# HH characters you'd like to see more of



## Muhr (Mar 14, 2014)

Which minor characters would you like to see more of in future book's? There's so many for me that I could go on for a while naming them. One of them would be Ingo Pech, Alpha Legion First Captain. Another would be Justaerin Captain Falkus Kibre. The entire Justaerin have been suspiciously absent from the series so far, but reading all about them in the first two Forge World HH book's have got me champing at the bit to see more of them.

Valdor, Jenetia Krole, Delvarus of the World Eaters and the Big E would go down very nicely, too.

What are yours?


----------



## Nacho libre (Feb 23, 2013)

Khârn, I would love to see more of him.


----------



## Hoshi (Jan 15, 2014)

Eldrad, Little Horus and Ahriman.


----------



## Muhr (Mar 14, 2014)

Nacho libre said:


> Khârn, I would love to see more of him.


I hope we will see him and Sigismund having at each other during the Siege of Terra.


----------



## Muhr (Mar 14, 2014)

Hoshi said:


> Eldrad, Little Horus and Ahriman.


'Ickle Horus seems to be heading towards a good storyline. Having half his face sliced off by Bion Henricos seems to have unhinged him a tad.


----------



## Angel of Blood (Aug 18, 2010)

Well, very few of the above are minor characters as per the OP, but no matter I guess...

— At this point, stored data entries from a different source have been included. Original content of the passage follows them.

PR #1585, opened 2019-08-23
[No JIRA] Fix semantic text names

k0nserv:
I messed up the names in the last PRs. Didn't follow the naming
convention properly.

+ [x] `UNRELEASED.md`
+ [x] `README.md`
+ [x] Tests

### DIFF
--- a/packages/bpk-tokens/src/android/base/typography.json
+++ b/packages/bpk-tokens/src/android/base/typography.json
@@ -20,10 +20,22 @@
     },
     "TEXT_COLOR_PRIMARY_LIGHT": {
       "value": "{!GRAY_900}",
+      "deprecated": true,
       "type": "color",
       "category": "text-colors"
     },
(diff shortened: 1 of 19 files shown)


packages/bpk-tokens/src/android/base/typography.json
```diff
@@ -20,10 +20,22 @@
     },
     "TEXT_COLOR_PRIMARY_LIGHT": {
       "value": "{!GRAY_900}",
+      "deprecated": true,
```
ojcurtis: Given it was so short lived do we assume a consumer has started to use these values? As I would rather we delete than just deprecate

But if not we will remove it in the future anyway

k0nserv: Let's remove in next breaking

ojcurtis: Sounds good to me 👍

PR #1589, opened 2019-08-28
OC-693 - Invalid state radio buttons now show as red

ronan-skyscanner:
This change adds:
 * A new property to the BpkRadio component to define a valid/invalid state
 * A new radio-invalid element similar to the radio-normal but red (500)

image

+ [x] `UNRELEASED.md`
+ [x] `README.md`
+ [x] Tests


packages/bpk-component-radio/src/BpkRadio.scss
```diff
@@ -31,6 +31,12 @@ $bpk-radio-circle-size: $bpk-one-pixel-rem * 10;
     @include bpk-radio--disabled;
   }
 
+  &--invalid {
+    input {
+      background: url(map-get($bpk-elements, radio-invalid)) no-repeat;
```
georgegillams: This should be provided as a mixin too.

packages/bpk-component-radio/src/BpkRadio.js
```diff
@@ -46,6 +64,7 @@ const BpkRadio = props => {
         name={name}
         disabled={disabled}
         aria-label={ariaLabel || label}
+        aria-invalid={isInvalid}
```
georgegillams: This should only be set if valid is defined. With this code, if `valid` is undefined or null this will set `aria-invalid="false"` which isn't necessarily true.

packages/bpk-component-radio/src/BpkRadio.js
```diff
@@ -26,14 +26,32 @@ const getClassName = cssModules(STYLES);
...
+  const isInvalid = valid === false;
 
   if (white) {
     classNames.push(getClassName('bpk-radio--white'));
   }
   if (disabled) {
     classNames.push(getClassName('bpk-radio--disabled'));
   }
+  if (valid) {
+    classNames.push(getClassName('bpk-radio--valid'));
```
georgegillams: I don't think this style is defined...

UNRELEASED.yaml
```diff
@@ -1,25 +1,4 @@
-# UNRELEASED:
```
georgegillams: Undelete this please

georgegillams:
Hey @ronan-skyscanner thanks for the contribution! I've got a couple of comments about the code, but I should warn you that this can't be accepted until we have consesnsus from a design POV.

packages/bpk-component-radio/src/BpkRadio.js
ronan-skyscanner: @georgegillams I think this is protected against by having the explicit check above (https://github.com/Skyscanner/backpack/pull/1589/files/72f1851552272704d0ebb3e082fd8d1e15fad6fc#diff-ff05dd3a3cbb09216a69f345e8cc07ccR40)
This is taken from the BpkInput code.

packages/bpk-component-radio/src/BpkRadio.js
ronan-skyscanner: Removing this

UNRELEASED.yaml
ronan-skyscanner: Will restore that one line.

packages/bpk-component-radio/src/BpkRadio.js
georgegillams: Just checked the logic and it's 💯  👍

PR #1591, opened 2019-08-29
OC-693 - Reworking the look of inputs in invalid state

ronan-skyscanner:
This is a rework of the invalid state for various inputs:
  * Checkboxes should have red outline when invalid
image

  * Label should be red when the associated field is invalid
image
image

  * Radio buttons should have red outline when invalid
image

  * Textarea, input and select should have white background when invalid
image
image
image

[x] Storybooks updated
[x] Snapshot tests added 
[x] Readme updated to add relevant properties
Will review docs once these changes are approved


UNRELEASED.yaml
```diff
@@ -1,25 +1,16 @@
-# UNRELEASED:
```
ojcurtis: Can you re add this back and your changes are appended to the bottom

ronan-skyscanner: Fixed now?

ronan-skyscanner:
> ## Browser support
> 
> Please complete this list of browsers that you've checked this works in.
> 
>     * [ ]  IE11 - checkbox and radio not supported, fails to default
> 
>     * [x]  Edge
> 
>     * [x]  Safari (iOS)
> 
>     * [x]  Chrome (Android)
> 
>     * [x]  Chrome (Desktop)
> 
>     * [x]  Firefox (Desktop)
>     * [x]  Check this if you have read and followed the [contributing guidelines](https://github.com/Skyscanner/backpack/blob/master/CONTRIBUTING.md)

ronan-skyscanner:
> ## Browser support
> 
> Please complete this list of browsers that you've checked this works in.
> 
>     * [ ]  IE11 - checkbox and radio not supported, fails to default
> 
>     * [x]  Edge
> 
>     * [x]  Safari (iOS)
> 
>     * [x]  Chrome (Android)
> 
>     * [x]  Chrome (Desktop)
> 
>     * [x]  Firefox (Desktop)
>     * [x]  Check this if you have read and followed the [contributing guidelines](https://github.com/Skyscanner/backpack/blob/master/CONTRIBUTING.md)

packages/bpk-component-label/src/BpkLabel.js
```diff
@@ -31,10 +31,19 @@ export type Props = {
   disabled: boolean,
   required: boolean,
   white: boolean,
+  invalid: boolean,
```
georgegillams: A label cannot have a concept of valid/invalid.
The field-set should be handling setting the colour as it's not a concern of the label.

The red colour used should also be darker to maintain good contrast.

packages/bpk-mixins/src/mixins/_forms.scss
```diff
@@ -689,6 +721,20 @@
...
+///
+/// @require {mixin} bpk-label
+///
+/// @example scss
+///   .selector {
+///     @include bpk-label();
+///     @include bpk-label--invalid();
+///   }
+
+@mixin bpk-label--invalid {
```
georgegillams: As per my previous comment - this style should not exist...

packages/bpk-component-label/src/BpkLabel.js
ronan-skyscanner: @georgegillams How can a label have a concept of `required`, or `disabled`, both present in the props, but not a concept of `invalid`?

ronan-skyscanner: Now moved to the fieldset

georgegillams:
Hey @ronan-skyscanner 
This is all looking good. The only thing that we aren't sure about is the red labels above the fields. We think that red around the field and in the error message is enough without the label being red too. Rhys said that they weren't crucial. wdyt?

ronan-skyscanner:
Hi @georgegillams,
Happy either way really. On a personal note, I feel like having the labels in red as well makes it clearer and the eye is drawn to the invalid fields. To me it feels more consistent and less "jumpy".
First option:
image

Second option:
image

Your call, let us knwo what you want me to go with

packages/bpk-component-fieldset/src/BpkFieldset.scss
```diff
@@ -29,4 +29,10 @@
     @include bpk-apply-gray-500-to(color);
     @include bpk-text--xs;
   }
+
+  &--invalid {
+    label {
```
georgegillams: This isn't a pattern we generally use. Instead could we create the following style:
```
&__label {
  &--invalid {
    color: $bpk-form-validation-color;
  }
}
```

And then apply the className `bpk-fieldset__label--invalid` to the `BpkLabel` element?

PR #1598, opened 2019-09-02
Bpk 2900 pagination to always be circular

ojcurtis:
+ [x] `UNRELEASED.md`
+ [x] `README.md`
+ [x] Tests

### DIFF
--- a/UNRELEASED.yaml
+++ b/UNRELEASED.yaml
@@ -23,3 +23,7 @@
 #   FIXED:
 #     - bpk-component-horcrux:
 #       - Fixed issue where `BpkHorcrux` would occasionally possess the living.
+
+FIXED:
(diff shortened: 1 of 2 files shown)


UNRELEASED.yaml
```diff
@@ -23,3 +23,7 @@
 #   FIXED:
 #     - bpk-component-horcrux:
 #       - Fixed issue where `BpkHorcrux` would occasionally possess the living.
+
+FIXED:
+- bpk-component-pagination
+  - Fixed pagination buttons to no longer apply borderRadius from `BpkButton` and are always circular.
```
shaundon:
```suggestion
  - Pagination buttons are now always circular regardless of theming.
```

PR #1602, opened 2019-09-03
Bpk 2889 theming for inputs

ojcurtis:
+ [x] `UNRELEASED.md`
+ [x] `README.md`
+ [x] Tests

### DIFF
--- a/packages/bpk-component-input/README.md
+++ b/packages/bpk-component-input/README.md
@@ -47,13 +47,6 @@ export default () => (
 | onClear          | func                       | if clearable={true} | null                     |
 | valid            | bool                       | false               | null                     |
 
-## Theme Props
-
-* `inputValidIconColor`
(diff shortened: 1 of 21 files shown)


packages/bpk-component-input/README.md
```diff
@@ -47,6 +47,13 @@ export default () => (
 | onClear          | func                       | if clearable={true} | null                     |
 | valid            | bool                       | false               | null                     |
 
+## Theme Props
+
+* `inputValidIconColor`
+* `inputInvalidIconColor`
+* `inputInvalidBorderColor`
+* `inputInvalidBackgroundColor`
```
shaundon: Looks like a few of these lines are left in from when I originally was trying to theme the icon colour, should probably be removed.

ojcurtis: Updated this

PR #1608, opened 2019-09-06
[BPK-2811]: BpkRating multiple size support

ojcurtis:
Small rating
Screenshot 2019-09-06 at 15 55 51

Large rating
Screenshot 2019-09-06 at 15 56 04


packages/bpk-component-rating/src/BpkRating.js
```diff
@@ -72,10 +74,18 @@ const BpkRating = (props: Props) => {
...
+        <BpkText
+          textStyle={RATING_SIZES[size]}
+          tagName="span"
+          aria-hidden="true"
+        >
           <strong>{title}</strong>
         </BpkText>
-        <BpkText textStyle="xs" tagName="span" aria-hidden="true">
+        <BpkText
+          textStyle={size === RATING_SIZES.lg ? 'base' : 'sm'}
```
shaundon: Previously, `textStyle` was `xs` but now it's `base` or `sm`. How come it's changed?

packages/bpk-component-rating/src/BpkRating.scss
```diff
@@ -21,20 +21,38 @@
 .bpk-rating {
   display: flex;
 
+  &--component {
```
shaundon:
```suggestion
  &__component {
```
In BEM `--` is for modifiers, this should be an element so `__`.

packages/bpk-component-rating/src/BpkRating.js
ojcurtis: It is due to `xs` and `sm` being the same values so didn't make a difference so thought it would fit the sizings better rather than missing `sm`

shaundon: Ah ok 👍

packages/bpk-component-rating/src/BpkRating.scss
ojcurtis: Done

PR #1622, opened 2019-09-09
[BPK-2830]: Removed gray theming from all components

ojcurtis:
+ [x] `UNRELEASED.md`
+ [x] `README.md`
+ [x] Tests


packages/bpk-component-map/src/BpkMapMarker.scss
```diff
@@ -55,18 +55,14 @@
   }
 
   &--plain {
-    background-color: $bpk-color-gray-700; // For IE
```
georgegillams: Surely IE still needs this?

ojcurtis: Nope as this was added due to the lack of support for `var()` but now it has been removed it is no longer needed.

See this PR https://github.com/Skyscanner/backpack/pull/1463

ojcurtis: Nope as this was added due to the lack of support for `var()` so we had to add this in order for the fallback.

See this PR wheere it was added https://github.com/Skyscanner/backpack/pull/1463

ojcurtis:
For reference it is reverting the work that was completed in this PR: https://github.com/Skyscanner/backpack/pull/1463

PR #1630, opened 2019-09-13
[BPK-2812]: Support vertical layout for rating component

ojcurtis:
Screenshot 2019-09-13 at 10 47 12

### DIFF
--- a/packages/bpk-component-rating/src/BpkRating.js
+++ b/packages/bpk-component-rating/src/BpkRating.js
@@ -91,7 +91,7 @@ const BpkRating = (props: Props) => {
       >
         <strong>{adjustedValue}</strong>
       </BpkText>
-      <div className={getClassName('bpk-rating__text-container')}>
+      <div className={getClassName('bpk-rating__text-wrapper')}>
         <BpkText
           className={textStyles.join(' ')}
           textStyle={RATING_SIZES[size]}
--- a/packages/bpk-component-rating/src/BpkRating.js
+++ b/packages/bpk-component-rating/src/BpkRating.js
@@ -91,7 +91,7 @@ const BpkRating = (props: Props) => {
       >
         <strong>{adjustedValue}</strong>
       </BpkText>
-      <div className={getClassName('bpk-rating__text--container')}>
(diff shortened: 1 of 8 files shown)


packages/bpk-component-rating/src/BpkRating.js
```diff
@@ -73,15 +91,17 @@ const BpkRating = (props: Props) => {
       >
         <strong>{adjustedValue}</strong>
       </BpkText>
-      <div className={getClassName('bpk-rating__text')}>
+      <div className={getClassName('bpk-rating__text--container')}>
```
shaundon: Nitpick but in the past we've tried to avoid using 'container' for things like this and instead say 'wrapper'. I can't remember the exact reason but I think 'container' has some sort of meaning in Reactland. I'll see if I can find any more info

packages/bpk-component-rating/src/BpkRating.scss
```diff
@@ -48,23 +52,39 @@
     font-size: $bpk-font-size-sm;
   }
 
-  &__text {
+  &__text--container {
```
georgegillams:
```suggestion
  &__text-container {
```

packages/bpk-component-rating/src/BpkRating.js
shaundon: https://medium.com/@learnreact/container-components-c0e67432e005

Also should it be `__container` because it's an element, not a modifier?

georgegillams:
```suggestion
      <div className={getClassName('bpk-rating__text-container')}>
```

georgegillams: Actually @shaundon I think it should be `bpk-rating__text-container` because it's not normal to have multiple layers of elements

georgegillams: Actually @shaundon I think it should be `bpk-rating__text-container` because it's not normal to have multiple layers of elements

shaundon: Ah yeah you're right George

PR #1650, opened 2019-09-25
[BPK-3002]: Update-components-to-use-new-brand-p-to-z

ojcurtis:
+ [x] `UNRELEASED.md`
+ [x] `README.md`
+ [x] Tests


packages/bpk-component-progress/src/BpkProgress.scss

Minor ones for me? Hmm, Ingo Pech would be actually yes, but mainly Amon and Haedo, the two Adeptus Custodes who have had what are effectively cameo appearances in quite a few novels, would certainly like to see more of them, or at least Amon.


----------



## Einherjar667 (Aug 23, 2013)

Typhon!!


----------



## Mossy Toes (Jun 8, 2009)

Sgt. Thiel springs to mind.


----------



## MidnightSun (Feb 10, 2009)

Mossy Toes said:


> Sgt. Thiel springs to mind.


This guy.

Also, Remus Ventanus.


----------



## Malus Darkblade (Jan 8, 2010)

Pretty sure he's dead given that the AL impersonated him and his retinue. Unless you mean before his death.


----------



## Mossy Toes (Jun 8, 2009)

Malus Darkblade said:


> Pretty sure he's dead given that the AL impersonated him and his retinue. Unless you mean before his death.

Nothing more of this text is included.